▸ Your objective: All lines up to and including the one that contains "killthrush: remove project version on line 4?" are to be transcribed exactly, starting from the first line of the records.

(Excerpts from a dataset)
PR #22, opened 2017-10-20
REACTOR-247 - Pick and connect to a code coverage tool for CLI and Re…

tiyberius:
…actor

### Description

### Acceptance checklist

- [ ] Feedback addressed
- [ ] All tests passed


sonar-project.properties
```diff
@@ -0,0 +1,32 @@
+# Required metadata
```
killthrush: remove project version on line 4?

tiyberius: I can take it out, but I was leaving it as a reminder that when we do have versioning figured out, we should populate it. It won't be populated here, it will be passed as an arg when sonar-scanner is run

PR #24, opened 2017-10-23
Hotfix/reactor 261

killthrush:
### Description
The occasional errors seen after the 10/17 prod deploy (RequestId:
057e950c-fea6-4f62-979e-adb40570155f Process exited before completing
request) are caused by the lambda running out of memory after being
called a number of times.

This was caused by having a max size of the tracking table's read
function set way too high.  It was assumed that the items would be
<= 1KB, but when in reality it was common to have items around 3KB.
Additionally, we neglected to leave memory for other things the
lambda might need to do.

Fix the bug by reducing the cache size by 75%; also add better debug
logging in order to keep tabs on cache usage going forward.

### Acceptance checklist

- [ ] Feedback addressed
- [ ] All tests passed


reactor/utils/utils.py
```diff
@@ -33,6 +33,60 @@ def create_random_string(size=6, chars=None):
     return ''.join(random.SystemRandom().choice(chars) for _ in range(size))
```
killthrush: helpers for analyzing bytes and caching.  The first one I wrote, the second one I found on SO

requirements-dev.txt
```diff
@@ -14,8 +14,8 @@ pytest==3.1.3
 pytest-cov==2.5.1
```
killthrush: unrelated - pin these new deps I noticed

PR #25, opened 2017-10-24
REACTOR-261 - Remove read cache from tracking table due to memory issues

killthrush:
### Description
The initial REACTOR-261 fix didn't really show any improvements, but it did demonstrate how bad the cache hit rate was.  After concluding that 1) the cache is definitely taking up more memory than the sum of its stored elements, 2) that the cache is significant in size, and 3) that the hit rate was terrible, I decided to remove it outright.  Proved on staging that this ultimately fixed the issue.

### Acceptance checklist

- [ ] Feedback addressed
- [ ] All tests passed


imcgaunn:
Since the hit rate is so bad, and the memory issues were so mysterious, I think these changes are uncontroversial. Very good debugging work and useful discovery of a memory profiler we can use with lambda.

PR #50, opened 2018-01-04
Write events to env-id folders

silvexis:
In addition fixes:
*  incorrect event location for athena
* over-abstraction of reactor bucket name
* Removes unnecessary need for GET/LIST permissions on CoreSync destination bucket


reactor/aws/cloudtrail.py
```diff
@@ -61,10 +62,10 @@ def write(self, env_id, data):
         Returns:
             The key used to store the given blob
         """
-        now = datetime.now(timezone.utc)
-        key = self.__generate_key(env_id, now)
         zipped_data = encode_and_compress(data)
         buffer = io.BytesIO(zipped_data)
+        salt = f"{sys.getsizeof(data)}-{sys.getsizeof(zipped_data)}"
```
tiyberius: should this go inside `__generate_key()`?

tox.ini
```diff
@@ -44,8 +44,7 @@ deps = -rrequirements-dev.txt
 ;setenv = PYTHONPATH = {toxinidir}/reactor
 commands =
     flake8                                                                   \
-        --output-file=.flake8                                                \
-        --format=codeclimate
```
tiyberius: thank you

silvexis: lol

reactor/aws/cloudtrail.py
silvexis: I thought about it but it's rather specific and I didn't like the idea of referencing two huge data structures (which data and zipped_data are potentially) outside of the main function...superstition paranoia

PR #54, opened 2018-01-15
REACTOR-338 - Update Reactor API to be more RESTful

tiyberius:
A note to make review of the Swagger document easier to read: you can take the `swagger.yml` file and throw it into Swagger's online editor, https://editor.swagger.io/ to get a visual representation of it instead of reading the yaml


lambda_handlers.py
```diff
@@ -63,10 +63,10 @@ def system__coresync_activate(event, context, namespace, configuration, client_d
 # ---------------------------------------------------------------------------------------------
 @lambda_handler()
 def configure__account__check(event, context, namespace, configuration, client_details):
```
killthrush: ah, ok, so the account ID is now part of the URL?

lambda_handlers.py
```diff
@@ -171,13 +166,10 @@ def resources__curate(event, context, namespace, configuration, client_details):
...
 def resources__get(event, context, namespace, configuration, client_details):
-    event_body = event.get('body')
     try:
-        event_map = json.loads(event_body)
-    except json.errors.JSONDecodeError:
-        logger.error('resources__get | Invalid JSON body received')
-        return generate_response(400, json.dumps({'error': 'Invalid request'}))
-    account_id = event_map.get('account_id')
+        account_id = event['pathParameters']['id']
+    except KeyError:
```
killthrush: do you know offhand if `generate_response` logs anything?  Not really a requested change, but eventually if I was returning > 200 status codes I'd want to log a warning or error

serverless.yml
```diff
@@ -158,79 +150,89 @@ functions:
...
-  query:
-    handler: lambda_handlers.simplequery__query
+  accounts-connect:
+    handler: lambda_handlers.configure__connect_account
     events:
       - http:
-          path: query
-          method: get
+          path: accounts
+          method: post
```
killthrush: typo on line 195 - `acccounts`

serverless.yml
```diff
@@ -158,79 +150,89 @@ functions:
...
+    handler: lambda_handlers.configure__disconnect_account
     events:
-      - sns: cz-reactor-${self:provider.stage}-system-setup-finalizer
-  system-coresync:
-    handler: lambda_handlers.system__coresync_activate
+      - http:
+          path: accounts/{id}
+          method: delete
+          private: true
+          request:
```
killthrush: nice!  I wasn't expecting path params to be this easy

swagger.yml
```diff
@@ -0,0 +1,800 @@
+swagger: "2.0"
```
killthrush: what's the process for maintaining swagger yaml?  done by hand?

lambda_handlers.py
tiyberius: that is correct. I pulled it out of the request and made it a path parameter in the URL

lambda_handlers.py
tiyberius: It does not currently log anything. However, I definitely think it should. We need to get better at errors and alerting, currently we don't have have much set up that will tell us if there are errors being thrown

serverless.yml
tiyberius: ooh great catch!

serverless.yml
tiyberius: right! me too. It was a pleasant surprise

silvexis: holy crap that's easy

reactor/features/simplequery/initialize.py
```diff
@@ -34,7 +34,7 @@ def initialize(namespace):
     logger.info('Starting Athena DB and Events Table Initialization')
 
     try:
-        bucket = get_reactor_bucket_name()
+        bucket = get_reactor_bucket_url()
         logger.info('Initializing Athena. Query results will be stored in {}.'.format(bucket))
         conn = _connection(bucket)
```
silvexis: so before this was just a bucket name and now it's a bucket URL, but I didn't see any changes to _connection so either we _had_ a bug or we now _have_ a bug

lambda_handlers.py
Tankanow: this repeated `KeyError` checking may mean there is use in `pyfaaster` for path parameters.

reactor/aws/tools.py
```diff
@@ -481,6 +481,19 @@ def get_reactor_bucket_name():
     return os.environ['CONFIG']
 
 
+def get_reactor_bucket_url():
+    reactor_bucket_name = get_reactor_bucket_name()
+    return get_query_results_bucket_url(reactor_bucket_name)
+
+
+def get_query_results_bucket_url(bucket_name):
```
Tankanow: this method should be called something like `bucket_name_to_url`

serverless.yml
```diff
@@ -158,79 +150,89 @@ functions:
               - CzReactorResources
               - StreamArn
   # APIs
-  configure-connect-account:
-    handler: lambda_handlers.configure__connect_account
+  reactor-setup:
```
Tankanow: The `/reactor` path is a little weird to me b/c the system itself is the reactor. In the past I have prefixed system level endpoints with `/system` as we did before ... though your relative paths are much nicer now. I'm not saying you have to change this. Just that I'm having a minor allergic reaction.

silvexis: yeah i second this, I had the same allergic reaction. At first it was just a little reaction but now half of my face is swollen and I might need an epi pen. Can you change it to `/system` or make a strong argument for keeping it `/reactor`?

PR #59, opened 2018-01-30
REACTOR-346

silvexis:
- Fix bug that was regenerating env id
- Add env ID to account API responses
- Fix and update docs


reactor/features/accounts/connect.py
```diff
@@ -42,10 +42,19 @@ def connect_account(account_details, cfg, client_details, reactor_account_id):
     logger.info(f'connect_account | Attempting to connect account {account_id}')
     logger.debug(f'connect_account | {account_details}')
     slack = SlackWeb(cfg.get('slack_webhook_url'))
+
+    # check if we have registered this account before, if so do not generate new env-id
+    env_dbh = dynamodb.CZReactorEnvironments()
+    try:
+        environment = env_dbh.get_from_account_id(account_id)
+        environment_id = environment['environment_id']
+    except dynamodb.DataNotFound:
```
killthrush: I have mixed feelings about making a "safe" operation throw exceptions, but OTOH python loves throwing exceptions =)

reactor/features/accounts/connect.py
```diff
@@ -55,20 +64,25 @@ def connect_account(account_details, cfg, client_details, reactor_account_id):
         if not subscribed:
             raise RegistrationFailure("Could not subscribe to target SNS topic")
 
-        success = _save_environment_details(account_details, client_details, verify_details)
-        if not success:
+        env_data = _save_environment_details(account_details, client_details, verify_details, environment_id)
```
killthrush: much better var name

reactor/features/accounts/connect.py
```diff
@@ -80,10 +94,10 @@ def connect_account(account_details, cfg, client_details, reactor_account_id):
                                       "text": str(error)},
                                      {"title": 'Client:',
                                       "text": client_details}])
-        return generate_response(502, json_verify_details)
+        return generate_response(502, json.dumps(verify_details, cls=jsontools.EnumEncoder))
 
 
-def _save_environment_details(account_details, client_details, verify_details):
+def _save_environment_details(account_details, client_details, verify_details, environment_id=None):
```
killthrush: how come the `environment_id` is not a required arg?

reactor/features/accounts/connect.py
Tankanow: Yes. I think we should reserve our own exceptions for truly out-of-the-ordinary cases. For example, if `get_from_account_id` returning `{}` is "normal", it should do so and this code can use `.get('environment_id')` instead. As a general rule of 👍, we may want to adopt a bit of Erlang's "let it crash" ... and only catch exceptions if the code can recover.

docs/connect-account.rst
```diff
@@ -9,27 +9,28 @@ This document will walk you through the process of connecting an AWS account to
...
 Here are the steps required to configure your account for CloudZero:
 
-- Create an S3 bucket for CloudZero
 - Setup an SNS topic for CloudTrail
 - Create an SQS queue and subscribe it to the CloudTrail SNS topic
 - Setup a CloudTrail
 
   - Events will be forwarded to new SNS topic
-  - Events will be stored in new S3 bucket
+  - Events will be stored in your CloudTrail S3 bucket
```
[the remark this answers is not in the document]
silvexis: we do have a reactor bucket, it’s however managed and configured by the reactor and not part of account setup

reactor/database/models/dynamodb/cz_reactor_environments.py
```diff
@@ -114,8 +117,11 @@ def get_from_environment_id(self, environment_id):
             return self.table.query(IndexName='EnvIdGSI',  # THIS ID IS SET IN SERVERLESS.YML
                                     KeyConditionExpression=Key('environment_id').eq(environment_id)).get('Items', [])[0]
         except botoerr.ClientError as err:
-            logger.error('ClientError while trying to get account_id {}: {}'.format(environment_id, err))
-            raise
+            if 'ResourceNotFoundException' in str(err):
+                raise common.DataNotFound('Environment id does not exist')
+            else:
+                logger.error('ClientError while trying to get account_id {}: {}'.format(environment_id, err))
```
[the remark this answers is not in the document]
silvexis: I don’t actually want a stack trace, throwing an exception is the desired action

reactor/features/accounts/connect.py
silvexis: I don’t want it to crash, I want to catch the exception because the function has an lru cache wrapper. Any return value other than exception would be cached.

Also embrace exceptions and control flow, this is python

reactor/features/accounts/connect.py
silvexis: If I don’t have one, it creates one for me

reactor/database/models/dynamodb/cz_reactor_environments.py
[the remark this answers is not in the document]
killthrush: Should still fix the message though

reactor/features/accounts/connect.py
killthrush: Good point about the LRU cache - that makes sense if you don't want to cache `None`

reactor/features/accounts/connect.py
killthrush: Ah, just wasn't apparent by looking at the code.

docs/api.rst
```diff
@@ -0,0 +1,5 @@
+CloudZero Reactor API
+=====================
+The `CloudZero Reactor API`_ is documented on SwaggerHub
+
+.. _CloudZero Reactor API: https://app.swaggerhub.com/apis/cloudzero/cloudzero-reactor-api/
```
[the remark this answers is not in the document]
silvexis: it can update it automatically but i haven't wired it up yet.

▸ Response to this exercise:
PR #22, opened 2017-10-20
REACTOR-247 - Pick and connect to a code coverage tool for CLI and Re…

tiyberius:
…actor

### Description

### Acceptance checklist

- [ ] Feedback addressed
- [ ] All tests passed


sonar-project.properties
```diff
@@ -0,0 +1,32 @@
+# Required metadata
```
killthrush: remove project version on line 4?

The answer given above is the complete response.